Rather than rejuvenate Scotland, this new voting system has had a stultifying effect. The newly created political class has only one objective: to hoard the powers that were devolved down to it. So MSPs said no to the market-based reforms now rejuvenating English education and health care. They opted instead to preserve Scotland’s gargantuan state sector.
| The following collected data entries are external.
PR #16084, opened 2021-07-12
systemd: Move system uptime from moment to date-fns

martinpitt:
Introduce a new timeformat.distanceToNow() wrapper for this.

Drop moment initialization from systemd page, as this was the last usage
of moment.

----

This looks a bit different now, date-fns adds the "about.." as it is rounded:

image

image

PR #16090, opened 2021-07-13
packagekit: Port from moment to timeformat

martinpitt:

The losers were ordinary Scots, who saw hospital waiting times lengthen and their schools plunge down the international league tables. But rather than present a radical alternative, the Scottish Conservatives (a phrase which is starting to become oxymoronic) have sought to talk, walk and vote like their supposed opponents.

Blandness has already become the curse of British politics, at a local and national level. Our political parties are already too much alike, and for this reason it is tempting to join the apathetic majority and stay at home on 5 May. But if you think British politics is boring now, just see what happens if AV is voted in: a great blanket of homogeneity will fall over British politics. Candidates will start to converge, vying for each other’s third-preference votes. And it’ll be almost impossible ever to care again. Little wonder AV has been rejected in every major democracy in the world save for Australia, whose elections are so uninspiring that voting is a legal obligation.

Every so often in politics, an outsider comes along and changes everything. It happened in Middlesbrough when Ray Mallon was elected mayor and cut crime by a fifth. It happened in Britain in the 1980s, when Margaret Thatcher steered a nation away from what seemed like an inevitable, inexorable decline. But unless you vote no on 5 May, this sort of radical transformative change may never be possible again.